Exercise 5: Determine whether the set of vectors \( \{V_1, V_2, V_3\}\) is a basis for \(\mathbb{R}^4\). If not, find a vector which can be added to the set such that the resulting set of vectors is a basis for \(\mathbb{R}^4\).

\[\begin{split} \begin{equation} V_1 = \left[ \begin{array}{r} 1 \\ 2 \\ 1 \\ 1 \end{array}\right] \hspace{0.7cm} V_2 = \left[ \begin{array}{r} 1 \\ 0 \\ 2 \\ 2 \end{array}\right] \hspace{0.7cm} V_3 = \left[ \begin{array}{r} 1 \\ 3 \\ 1 \\ 2 \end{array}\right] \hspace{0.7cm} \end{equation} \end{split}\]
## Code solution here

Exercise 6: Find the dimension of the subspace spanned by \(\{W_1, W_2\}\). Explain your answer.

\[\begin{split} \begin{equation} W_1 = \left[ \begin{array}{r} 1 \\ 2 \\ 0 \\ 0 \end{array}\right] \hspace{0.7cm} W_2 = \left[ \begin{array}{r} 2 \\ 3 \\ 0 \\ 0 \end{array}\right] \hspace{0.7cm} \end{equation} \end{split}\]
## Code solution here

Exercise 7: Find the value(s) of \(a\) for which the set of vectors \(\{X_1,X_2,X_3\}\) is not a basis for \(\mathbb{R}^3\).

\[\begin{split} \begin{equation} X_1 = \left[ \begin{array}{r} 1 \\ 2 \\ 1 \end{array}\right] \hspace{0.7cm} X_2 = \left[ \begin{array}{r} 2 \\ a \\ 3 \end{array}\right] \hspace{0.7cm} X_3 = \left[ \begin{array}{r} 1 \\ 2 \\ a \end{array}\right] \hspace{0.7cm} \end{equation} \end{split}\]
## Code solution here

Exercise 8: Let \(U\) be the subspace of \(\mathbb{R}^5\) which contains vectors with their first and second entries equal and their third entry equal to zero. What the vectors in the subspace \(U\) look like?
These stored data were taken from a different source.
Issue #1364, opened 2019-06-19
implement adopted stylesheet


caridy:
as today, we have a forking logic between native shadow and synthetic shadow.

for native, the engine insert a cloned StyleElement as the first node of the shadow.
for synthetic, the engine insert a StyleElement in the header.

## Proposal

once adopted stylesheet is available in all modern browsers, we should add the polyfill into synthetic shadow to pipe it as StyleElement in the header, and remove all the logic from engine.

nolanlawson:
This is done.

PR #1926, opened 2020-06-15
refactor(engine-core): Rework style injection

pmdartus:
## Details

This PR reworks how styles are injected in LWC components:
- **for synthetic shadow**, the stylesheets are injected via a new API on the renderer: `insertGlobalStylesheet`. This method abstracts away how stylesheets should be injected. In the case of `@lwc/engine-dom`, the stylesheets are injected at the document level while. In the case of `@lwc/engine-server`, the stylesheets can be gathered to produce the final HTML output.

- **for native shadow**, the stylesheet clone has been removed because the performance gain is almost non-existent. All the evergreen browsers, when creating a new stylesheet will reuse existing CSSOM if the string content has already been parsed. I also didn't measure any performance boost that `Node.prototype.cloneNode` could gives compared to `Document.prototype.createElement` ([benchmark](https://gist.github.com/pmdartus/30ff9db2d61dd7f73861b2e7208fea7e)). Removing this specific code path, make the code completely decoupled from the DOM and doesn't require new capabilities to be added to the renderer.

## GUS work item
W-7532176

### DIFF
--- a/packages/@lwc/engine-core/src/framework/api.ts
+++ b/packages/@lwc/engine-core/src/framework/api.ts
@@ -111,14 +111,10 @@ const ElementHook: Hooks<VElement> = {
     create: (vnode) => {
         const {
             sel,
-            clonedElement,
             data: { ns },
             owner: { renderer },
         } = vnode;
-
-        // TODO [#1364]: supporting the ability to inject a cloned StyleElement via a vnode this is
-        // used for style tags for native shadow
-        const elm = isUndefined(clonedElement) ? renderer.createElement(sel, ns) : clonedElement;
+        const elm = renderer.createElement(sel, ns);
 
         linkNodeToShadow(elm, vnode);
         fallbackElmHook(elm, vnode);
--- a/packages/@lwc/engine-core/src/framework/stylesheet.ts
+++ b/packages/@lwc/engine-core/src/framework/stylesheet.ts
@@ -4,11 +4,12 @@
  * SPDX-License-Identifier: MIT
  * For full license text, see the LICENSE file in the repo root or https://opensource.org/licenses/MIT
  */
-import { assert, create, emptyString, forEach, isArray, isUndefined } from '@lwc/shared';
+import { create, isArray, isUndefined, ArrayJoin } from '@lwc/shared';
 
 import { VNode } from '../3rdparty/snabbdom/types';
 import { VM } from './vm';
 import * as api from './api';
+import { Template } from './template';
 import { EmptyArray } from './utils';
 import { documentObject } from './renderer';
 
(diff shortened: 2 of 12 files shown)


pmdartus:
@ekashida Ready for another round of review. It is now working with SSR 🎉 .

packages/@lwc/engine-core/src/framework/template.ts
```diff
@@ -51,7 +50,7 @@ export interface Template {
     /** The list of slot names used in the template. */
     slots?: string[];
     /** The stylesheet associated with the template. */
-    stylesheets?: StylesheetFactory[];
+    stylesheets?: Array<StylesheetFactory | StylesheetFactory[]>;
```
caridy, line 53: This is recursive, probably deserve its own type.

packages/@lwc/engine-core/src/framework/stylesheet.ts
```diff
@@ -22,127 +21,87 @@ export type StylesheetFactory = (
...
-    vm: VM,
-    stylesheets: StylesheetFactory[],
-    hostAttribute: string,
-    shadowAttribute: string
-): VNode | null {
-    if (process.env.NODE_ENV !== 'production') {
-        assert.isTrue(isArray(stylesheets), `Invalid stylesheets.`);
+            if (isArray(factory)) {
+                for (let j = 0; j < factory.length; j++) {
+                    stylesheets.push(factory[j](hostSelector, shadowSelector, !useSyntheticShadow));
```
caridy, line 83: I think this code is assuming that this is not recursive, which it is. Any import css at any level implies that you're going to have an array or arrays. Can you clarify?

caridy: we probably don't have this for this though.

packages/@lwc/engine-core/src/framework/api.ts
```diff
@@ -111,14 +111,10 @@ const ElementHook: Hooks<VElement> = {
     create: (vnode) => {
         const {
             sel,
-            clonedElement,
             data: { ns },
             owner: { renderer },
         } = vnode;
-
-        // TODO [#1364]: supporting the ability to inject a cloned StyleElement via a vnode this is
```
jodarove, line 119: @caridy based on the description of the PR, can we close #1364 once this is merged? cc/ @pmdartus

packages/@lwc/engine-core/src/framework/stylesheet.ts
```diff
@@ -22,127 +21,87 @@ export type StylesheetFactory = (
...
+    return stylesheets;
+}
+
+export function createStylesheet(vm: VM, stylesheets: string[]): VNode | null {
+    const { renderer } = vm;
 
-        collectStylesheets(stylesheets, hostSelector, shadowSelector, false, (textContent) => {
-            insertGlobalStyle(textContent);
-        });
+    if (renderer.syntheticShadow) {
```
jodarove, line 97: its probably me, but: it itches to me that `insertGlobalStylesheet` is only used when `syntheticShadow` is on, and we depend on the 2 of them here, it is also another place where we do the distinction between native/syntheticShadow.

i wonder if we could use only one? ex: `getRenderedStylesheetContent` (or similar), and in that method impl, decide what to do based on the `syntheticShadow` flag.

ex:
```js
// renderer
   getRenderedStylesheetContent(stylesheets) {
        if (this.useSyntheticShadow) { // or no, it does not need to depend in synthetic shadow
             // do the global thing here
             return null;
        } else {
             return ArrayJoin.call(stylesheets, '\n');
        }
   }

// stylesheet.ts
    const shadowStyleSheetContent = renderer.getRenderedStylesheetContent(stylesheets);
    return shadowStyleSheetContent !== null ? createShadowStyleVNode(shadowStyleSheetContent) : null;
```

packages/@lwc/engine-core/src/framework/api.ts
caridy: No, I don't think this closes that one. That one can be removed once we get node reactions in... which means we can remove the synthetic vnode for native styles... I think

pmdartus: Yes agreed, let's keep this issue opened for now.

packages/@lwc/engine-core/src/framework/stylesheet.ts
pmdartus: I originally did the change you requested @jodarove, but I rolled it back before commit. 😆 

Here is the reason why. IMO having an `insertGlobalStyleSheet` method that is dedicated to synthetic shadow is the right approach here. I agree it is less elegant than having a single method to handle style injection both synthetic and native shadow, but the `insertGlobalStyleSheet` method name is really descriptive and will be easier to maintain in the long run. The fact that `getRenderedStyleSheetContent` does a side effect and inject the style at the document level is way less obvious.

packages/@lwc/engine-core/src/framework/stylesheet.ts
jodarove: >I think this code is assuming that this is not recursive, which it is. Any import css at any level implies that you're going to have an array or arrays.

@pmdartus, i think @caridy has a valid point, ex:
```css
/* c/A -> c/B -> c/C */
/* A */
@import 'c/B';

/* B */
@import 'c/C';

/* C */
p { color: red; }
```

pmdartus:
@caridy @jodarove @ekashida @ravijayaramappa, the PR is ready for another round of review.

packages/@lwc/engine-core/src/framework/template.ts
```diff
@@ -64,6 +48,18 @@ export interface Template {
...
+
+let vmBeingRendered: VM | null = null;
+export function getVMBeingRendered(): VM | null {
+    return vmBeingRendered;
+}
+export function setVMBeingRendered(vm: VM | null) {
+    vmBeingRendered = vm;
+}
+
+export { registerTemplate };
```
ravijayaramappa, line 61: This export isn't being used anywhere currently, at least it is not imported from template.ts

PR #2193, opened 2021-01-18
fix(synthetic-shadow): composedPath() should not throw when event.target is not an instance of Node

ekashida:
## Details

The `composedPath()` polyfill should account for events whose `target` is not an instance of `Node`.

## GUS work item

W-8735932

### DIFF
--- a/packages/integration-karma/test/shadow-dom/Event-properties/Event.composedPath.spec.js
+++ b/packages/integration-karma/test/shadow-dom/Event-properties/Event.composedPath.spec.js
@@ -1,0 +1,34 @@
+import { createElement } from 'lwc';
+
+import Container from 'x/container';
+
+describe('Event.composedPath', () => {
+    it('should return an empty array when asynchronously invoked', function (done) {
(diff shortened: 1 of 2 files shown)


packages/integration-karma/test/shadow-dom/Event-properties/Event.composedPath.spec.js
```diff
@@ -0,0 +1,34 @@
...
+        const req = new XMLHttpRequest();
+        req.addEventListener('readystatechange', (event) => {
+            // Chrome and Safari return an empty array but Firefox returns an array containing a
+            // single instance of XMLHttpRequest.
+            expect(() => {
+                event.composedPath();
+            }).not.toThrowError();
+            done();
+        });
+        req.open('GET', 'http://localhost');
```
ekashida, line 31: I'm open to changing this to a test that doesn't involve a network request, but I can't think of an alternative at the moment...

ravijayaramappa (approved):

PR #2195, opened 2021-01-19
refactor(synthetic-shadow): account for event targets that are neither Window nor Node in path-composer

ekashida:
## Details

Account for instances of `EventTarget` that are neither instances of `Window` nor `Node`.

## GUS work item

W-8588420

### DIFF
--- a/packages/@lwc/synthetic-shadow/src/3rdparty/polymer/path-composer.ts
+++ b/packages/@lwc/synthetic-shadow/src/3rdparty/polymer/path-composer.ts
@@ -20,22 +20,34 @@ import { getOwnerDocument } from '../../shared/utils';
 import { isInstanceOfNativeShadowRoot } from '../../env/shadow-root';
 import { SyntheticShadowRoot } from '../../faux-shadow/shadow-root';
 
+interface Slotable extends Node {
+    assignedSlot: HTMLSlotElement;
+}
+
 export function pathComposer(startNode: EventTarget, composed: boolean): EventTarget[] {
     const composedPath: EventTarget[] = [];
-    let current: EventTarget | null = startNode;
-    const startRoot: Window | Node =
-        startNode instanceof Window ? startNode : (startNode as Node).getRootNode();
+
+    let startRoot: Window | Node;
+    if (startNode instanceof Window) {
+        startRoot = startNode;
+    } else if (startNode instanceof Node) {
+        startRoot = startNode.getRootNode();
+    } else {
+        return composedPath;
+    }
+
+    let current: Window | Node | null = startNode;
     while (!isNull(current)) {
         composedPath.push(current);
 
-        if (current instanceof Element) {
-            // Text also implements the Slottable mixin but is not an EventTarget, nor a ParentNode,
-            // which means it is safe to only look for Elements here.
-            const assignedSlot: HTMLSlotElement | null = current.assignedSlot;
+        const _slotable: unknown = current;
+        if ((_slotable as Slotable).assignedSlot) {
+            const slotable = _slotable as Slotable;
+            const assignedSlot: HTMLSlotElement | null = slotable.assignedSlot;
             if (!isNull(assignedSlot)) {
                 current = assignedSlot;
             } else {
-                current = current.parentNode;
+                current = slotable.parentNode;
             }
         } else if (
             (current instanceof SyntheticShadowRoot || isInstanceOfNativeShadowRoot(current)) &&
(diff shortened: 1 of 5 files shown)


packages/@lwc/synthetic-shadow/src/faux-shadow/events.ts
```diff
@@ -86,8 +86,8 @@ export function patchEvent(event: Event) {
         defineProperty(event, 'relatedTarget', {
             get(this: Event): EventTarget | null | undefined {
                 const eventContext = eventToContextMap.get(this);
-                const originalCurrentTarget = eventCurrentTargetGetter.call(this);
-                const relatedTarget = relatedTargetGetter.call(this);
+                const originalCurrentTarget = eventCurrentTargetGetter.call(this) as Node;
+                const relatedTarget = relatedTargetGetter.call(this) as Node | null;
```
pmdartus, line 90: This is actually moving the problem instead of fixing it, there is no guarantee here that `originalCurrentTarget` is a `Node`.

pmdartus (changes requested):

packages/@lwc/synthetic-shadow/src/faux-shadow/events.ts
ekashida: Once this is moved as a patch MouseEvent and FocusEvent, I think there is a guarantee that the current target is a Node.

pmdartus: Generally speaking, adding a `focus` listener to the `Window` object reports the `Window` as target (which is not a Node). I am not familiar enough with `relatedTarget` internals, but I don't feel comfortable assuming those 2 variables are `Node`.

If you feel comfortable enough with this assumption, LGTM.

pmdartus (approved):

packages/@lwc/synthetic-shadow/src/3rdparty/polymer/path-composer.ts
```diff
@@ -20,22 +20,34 @@ import { getOwnerDocument } from '../../shared/utils';
 import { isInstanceOfNativeShadowRoot } from '../../env/shadow-root';
 import { SyntheticShadowRoot } from '../../faux-shadow/shadow-root';
 
+interface Slotable extends Node {
```
pmdartus, line 23: The `Slottable` already exists. (Notice the typo)

packages/@lwc/synthetic-shadow/src/3rdparty/polymer/path-composer.ts
```diff
@@ -20,22 +20,34 @@ import { getOwnerDocument } from '../../shared/utils';
...
+
+    let current: Window | Node | null = startNode;
     while (!isNull(current)) {
         composedPath.push(current);
 
-        if (current instanceof Element) {
-            // Text also implements the Slottable mixin but is not an EventTarget, nor a ParentNode,
-            // which means it is safe to only look for Elements here.
-            const assignedSlot: HTMLSlotElement | null = current.assignedSlot;
+        const _slotable: unknown = current;
```
pmdartus, line 43: I don't think you need all of this. You can keep the `current instanceof Element` check:

```ts
        if (current instanceof Element) {
            // Text also implements the Slottable mixin but is not an EventTarget, nor a ParentNode,
            // which means it is safe to only look for Elements here.
            const assignedSlot: HTMLSlotElement | null = current.assignedSlot;
            if (!isNull(assignedSlot)) {
                current = assignedSlot;
            } else {
                current = current.parentNode;
            }
```

The `: HTMLSlotElement | null` part is still needed here for some reason. It appears that tsc is not able to downcast the `HTMLSlotElement` to `Window | Node | null`.

pmdartus (changes requested):

packages/@lwc/synthetic-shadow/src/3rdparty/polymer/path-composer.ts
ekashida: The current logic seems to be making an invalid assumption because `Text` does include the `EventTarget` interface.

packages/@lwc/synthetic-shadow/src/3rdparty/polymer/path-composer.ts
```diff
@@ -22,20 +22,28 @@ import { SyntheticShadowRoot } from '../../faux-shadow/shadow-root';
...
+
+    let current: Window | Node | null = startNode;
     while (!isNull(current)) {
         composedPath.push(current);
 
-        if (current instanceof Element) {
-            // Text also implements the Slottable mixin but is not an EventTarget, nor a ParentNode,
-            // which means it is safe to only look for Elements here.
-            const assignedSlot: HTMLSlotElement | null = current.assignedSlot;
+        if ((current as Element | Text).assignedSlot) {
```
pmdartus, line 39: Any reason why not doing `current instanceof Element || current instanceof Text` ?

pmdartus (approved):
Small nitpick, otherwise the code looks good.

Use this information to find a basis for \(U\) and determine the dimension of \(U\).

## Code solution here

Exercise 9: Let \(\beta = \{U_1,U_2,U_3\}\) be a basis for \(\mathbb{R}^3\). Find the coordinates of \(V\) with respect to \(\beta\).

\[\begin{split} \begin{equation} U_1 = \left[ \begin{array}{r} 1 \\ 2 \\ 3 \end{array}\right] \hspace{0.7cm} U_2 = \left[ \begin{array}{r} 2 \\ 1 \\ 0 \end{array}\right] \hspace{0.7cm} U_3 = \left[ \begin{array}{r} 3 \\ 2 \\ 5 \end{array}\right] \hspace{0.7cm} V = \left[ \begin{array}{r} 8 \\ 6 \\ 8 \end{array}\right] \hspace{0.7cm} \end{equation} \end{split}\]
## Code solution here

Exercise 10: Can a set of four vectors in \(\mathbb{R}^3\) be a basis for \(\mathbb{R}^3\)? Explain and verify your answer through a computation.